[Math] Asymptotic probability that two binomial variables are equal

probability

$X_1,\ldots,X_k$ are independent random variables distributed like $\text{Binomial}[n,p]$. What is the probability that they are all equal, as a function of $k$ $p$ and $n$, when $n$ is very large?

Currently I have two solutions.

Solution A is general but quite informal. When $n$ is large, a Binomial random variable behaves like a normal random variable, and most of its probability mass is concentrated in the interval $\mu \pm \sigma$, where $\mu$ is the mean value and $\sigma$ is the standard deviation. So we can approximate the variables as being drawn independently at random from a set with $2\sigma$ elements. After the first variable is determined, each of the remaining $k-1$ variables has probability $\approx 1/(2\sigma)$ to have the same value, so the probability that all are equal is $\approx 1/(2\sigma)^{k-1}$. Here $\sigma=\sqrt{p (1-p) n}$, so the probability is:

$${1 \over (4 p (1-p) n)^{(k-1)/2}} $$

Solution B is more formal but works only for $p=1/2$ and $k=2$ variables. Define $Y_2 := n – X_2$. So the event $X_1=X_2$ is identical to the event $X_1+Y_2 = n$. $Y_2$ is distributed like $\text{Binomial}[n,1-p]$, but here $p=1-p$ so it is distributed like $X_1$. Therefore $X_1+Y_2$ is distributed like $\text{Binomial}[2n,1/2]$ and the probability that it equals $n$ is just: ${2n\choose n}2^{-2n}$. By Stirling's approximation, the binomial coefficient is $\approx {4^n \over \sqrt{\pi n}}$, so the probability that $X_1=X_2$ is approximately:

$$ {1\over \sqrt{\pi n}}$$

This is a constant times the outcome of Solution A, which means that both solutions are at least asymptotically correct.
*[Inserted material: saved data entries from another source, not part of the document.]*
PR #230, opened 2021-10-30
Make sure that `createdAt` and `updatedAt` are correctly update in `Index`

### LINKED ISSUE #209: Add `updatedAt` and `createdAt` to `Index`
When manipulating indexes (get/create/update), the MeiliSearch server returns the following information related to the index:
- `uid`: the uid of the index
- `primaryKey`: the primary key of the index
- `updateAt`: when the index has been updated
- `createdAt`: when the index has been created

This SDK, when manipulating indexes (get/create/update) returns an instance of `Index` which already contains the `primaryKey` and `uid` members.

It means we can currently get the `primaryKey` and the `uid`, but not `updatedAt` and `createdAt`.

TODO:
- [x] Add `updatedAt` and `createdAt` member in the `Index` class/struct (depending on the language).
- [ ] Update the variable in the code where `primaryKey` is already updated: Ex: when getting the index with `getIndex()`
- [ ] Add tests

⚠️ This issue is generated, it means `primaryKey`, `updatedAt`, and `createdAt` might be named differently in this package (ex: `primary_key` instead). Keep the already existing way of naming in this package to stay idiomatic with the language and the repository.
Also, if you are a maintainer, feel free to add any clarification and instruction about this issue related to the specific languages of the repo.

Related to https://github.com/meilisearch/integration-guides/issues/121

Sorry if this is already partially/completely implemented, feel free to let me know about the state of this issue in the repo.

theag3nt:
Added checks in related test cases to make sure that `createdAt` and `updatedAt` fields in `Index` are always filled when expected. These checks are currently passing, so the `Index` values returned should be correct already. 

Fixes #209

### DIFF
--- a/client_index_test.go
+++ b/client_index_test.go
@@ -133,6 +133,9 @@ func TestClient_CreateIndex(t *testing.T) {
 				if assert.NotNil(t, gotResp) {
 					require.Equal(t, tt.wantResp.UID, gotResp.UID)
 					require.Equal(t, tt.wantResp.PrimaryKey, gotResp.PrimaryKey)
+					// Make sure that timestamps are also retrieved
+					require.NotZero(t, gotResp.CreatedAt)
+					require.NotZero(t, gotResp.UpdatedAt)
 				}
 			}
 		})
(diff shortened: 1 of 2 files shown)


curquiza:
Hello @theag3nt 
Since the maintainer of the repo @alallema is on holiday, she will not able to review it before the end of the hacktoberfest. In case you are participating to, I add the `hacktoberfest-accepted` label for your work
Thanks again for contributing.

theag3nt:
The original issue mentions to also update these fields when `primaryKey` is updated. However it looks like the attempts to update `primaryKey` (and other `Index` fields in some cases) are ineffective because these methods use value receivers not pointers.

Let me know if these should be either:
- fixed, so the method result is the same as the instance the method was called on, e.g:
```go
i1 = c.Index("index")
i2 := i1.FetchInfo()
reflect.DeepEqual(i1, i2) // true
```
- removed, so they are not confusing

But it might make sense to do this in another merge request.

alallema (approved):
Hi @theag3nt,
Thanks for this PR and sorry for the delay.
Everything looks good to me.
And, you are right the method should be fixed and it could be done in another PR.

alallema:
bors merge

Issue #215, opened 2021-10-19
NDJSON/CSV methods to add and update documents


curquiza:
⚠️ This issue is generated, it means the nameing might be done differently in this package (ex: `add_documents_json` instead of `addDocumentsJson`). Keep the already existing way of naming in this package to stay idiomatic with the language and this repository.

📣 We strongly recommend doing multiple PRs to solve all the points of this issue

[MeiliSearch v0.23.0](https://github.com/meilisearch/MeiliSearch/releases/tag/v0.23.1) introduces two changes:
- new valid formats to push data files, additionally to the JSON format: CSV and NDJSON formats.
- it enforces the `Content-type` header for every route requiring a payload (`POST` and `PUT` routes)

---

Here are the expected changes to completely close the issue:

- [ ] Currently, the SDKs always send `Content-Type: application/json` to every request. Only the `POST` and `PUT` requests should send the `Content-Type: application/json` and not the `DELETE` and `GET` ones.

- [ ] Add the following methods and 🔥 **the associated tests** 🔥 to ADD the documents. Depending on the format type (`csv` or `ndjson`) the SDK should send `Content-Type: application/x-dnjson` or `Content-Type: text/csv`)
  - [ ] `addDocumentsJson(string docs, string primaryKey)`
  - [ ] `addDocumentsCsv(string docs, string primaryKey)`
  - [ ] `addDocumentsCsvInBatches(string docs, int batchSize, string primaryKey)`
  - [ ] `addDocumentsNdjson(string docs, string primaryKey)`
  - [ ] `addDocumentsNdjsonInBatches(string docs, int batchSize, string primaryKey)`

- [ ] Add the following methods and 🔥 **the associated tests** 🔥 to UPDATE the documents. Depending on the format type (`csv` or `ndjson`) the SDK should send `Content-Type: application/x-dnjson` or `Content-Type: text/csv`)
  - [ ] `updateDocumentsJson(string docs, string primaryKey)`
  - [ ] `updateDocumentsCsv(string docs, string primaryKey)`
  - [ ] `updateDocumentsCsvInBatches(string docs, int batchSize, string primaryKey)`
  - [ ] `updateDocumentsNdjson(string docs, string primaryKey)`
  - [ ] `updateDocumentsNdjsonInBatches(string docs, int batchSize, string primaryKey)`

`docs` are the documents sent as `String`
[...]

PR #235, opened 2021-11-01
Add methods for new document formats

theag3nt:
This completes the biggest part of #215 and adds the requested new methods for document insertion together with new test cases. Additionally some extra methods were added which receive `io.Reader` to provide a more idiomatic interface, especially for batch requests.

If this approach is approved, I can easily add the document update methods as well.

### DIFF
--- a/index_documents.go
+++ b/index_documents.go
@@ -1,6 +1,11 @@
 package meilisearch
 
 import (
+	"bufio"
+	"bytes"
+	"encoding/csv"
+	"fmt"
+	"io"
 	"math"
 	"net/http"
 	"reflect"
@@ -48,7 +53,7 @@ func (i Index) GetDocuments(request *DocumentsRequest, resp interface{}) error {
 	return nil
 }
 
-func (i Index) AddDocuments(documentsPtr interface{}, primaryKey ...string) (resp *AsyncUpdateID, err error) {
+func (i Index) addDocuments(documentsPtr interface{}, contentType string, primaryKey ...string) (resp *AsyncUpdateID, err error) {
 	resp = &AsyncUpdateID{}
 	endpoint := ""
 	if primaryKey == nil {
@@ -60,7 +65,7 @@ func (i Index) AddDocuments(documentsPtr interface{}, primaryKey ...string) (res
 	req := internalRequest{
 		endpoint:            endpoint,
 		method:              http.MethodPost,
-		contentType:         contentTypeJSON,
+		contentType:         contentType,
 		withRequest:         documentsPtr,
 		withResponse:        resp,
 		acceptedStatusCodes: []int{http.StatusAccepted},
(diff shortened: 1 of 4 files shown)


curquiza:
@theag3nt thanks for your PR. @alallema is on holiday and will review your PR once she's back

curquiza:
@theag3nt I see there are git conflicts, could you fix them before @alallema does the review 🙂

theag3nt:
Since I've implemented this a new Docker image has been released with breaking changes so currently the `main` branch is probably also failing tests.

I've tested everything again with the `getmeili/meilisearch:v0.23.1` Docker image and all tests are passing. I've also created a pull request with the fixes for v0.24.0 (#241).

alallema:
Like I said a PR was in progress for the release, I merge it so It should work properly now.

theag3nt:
Rebased on top of `main` once again.

index_documents.go
```diff
@@ -48,7 +55,7 @@ func (i Index) GetDocuments(request *DocumentsRequest, resp interface{}) error {
 	return nil
 }
 
-func (i Index) AddDocuments(documentsPtr interface{}, primaryKey ...string) (resp *AsyncUpdateID, err error) {
+func (i Index) addDocuments(documentsPtr interface{}, contentType string, primaryKey ...string) (resp *AsyncUpdateID, err error) {
```
alallema, line 58: It could be nice to rename this function `AddDocumentsRaw` and make it public?

alallema (commented):
Hey @theag3nt 

Thanks a lot for the contribution! I added a few comments and questions, but I really appreciate your time to make it possible to add these methods!
Thank you also for your patience, it took me a while to revise it because I had a lot of things to catch up on before. And last things I really enjoy all the comments in your code.

Thanks for contributing to MeiliSearch ❤️

index_documents.go
theag3nt: In that case I think we'll have to document which Content-Types are accepted (or limit the possible values with a custom type and predefined constants) and how the different document types are handled by `sendRequest`, otherwise there might be confusion about the method.

Do you have a specific use case in mind?

index_documents.go
```diff
@@ -106,6 +117,192 @@ func (i Index) AddDocumentsInBatches(documentsPtr interface{}, batchSize int, pr
 	return resp, nil
 }
 
+func (i Index) AddDocumentsCsv(documents string, primaryKey ...string) (resp *AsyncUpdateID, err error) {
+	// []byte avoids JSON conversion in Client.sendRequest()
+	return i.addDocuments([]byte(documents), contentTypeCSV, primaryKey...)
+}
```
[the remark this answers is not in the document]
theag3nt: I definitely agree that `[]byte` is the most natural type expected (apart from `io.Reader` but that's already covered), people usually won't hand over random types to a method which handles CSV/NDJSON files so an `interface{}` is probably not needed.

I'll change the method signature.

index_documents.go
alallema: Not really. You are right it will be easier to leave it private but if it is possible to rename it to avoid confusion?

alallema (approved):
Thanks a lot @theag3nt  for contributing to Meilisearch ❤️

alallema:
bors merge

PR #236, opened 2021-11-08
Add clean cache command in CONTRIBUTING.md

curquiza:
Before running the test, we should enforce this command. Indeed, because of the cache, running the same tests against two different versions of MeiliSearch will not behave as expected: the second run will give the exact same result as the second one.


alallema (approved):
Thanks, @curquiza !
LGTM

alallema:
bors merge

PR #243, opened 2021-11-18
Convert the dump status to an enum

### LINKED ISSUE #242: Convert the dump status field to an enum
**Description**
The Update type has an UpdateStatus enum, while the Dump type has a status as a string. Since this is an enum (according to the documentation, [link](https://docs.meilisearch.com/reference/api/dump.html#get-dump-status)), it's a good idea to convert this to any enum. By converting this field to an enum, the status fields have consistent behaviour.

roelofjan-elsinga:
This change helps to make the status field more consistent between "Update" and "Dump" and fixes #242.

What is a solution that works for every $p$ and $k$?

EDIT: See also: What is the probability that two univariate Gaussian random variables are equal?

Best Answer

The Binomial $B_{n,p}(i)$, for large $n$, tends to a normal $N_{\mu,\sigma^2}(x)$ with $\mu=np$ and $\sigma^2 =n p q$ ($q=1-p$). Hence the desired probability $$P_{n,p,k}=\sum_{i=0}^n \left( {n \choose i}\, p^i (1-p)^{n-i} \right)^k$$ can be approximated, one hopes, by the integral

$$ P_{n,p,k} \approx I_{n,p,k}=\int (2 \pi \sigma^2)^{-k/2} \exp\left(- \frac{k(x-\mu)^2}{2 \sigma^2}\right) dx=\\ =(2 \pi \sigma^2)^{-k/2} \sqrt{\frac{2 \pi \sigma^2}{k}}=\frac{1}{\sqrt{k \, (2 \pi n p q)^{k-1}}}$$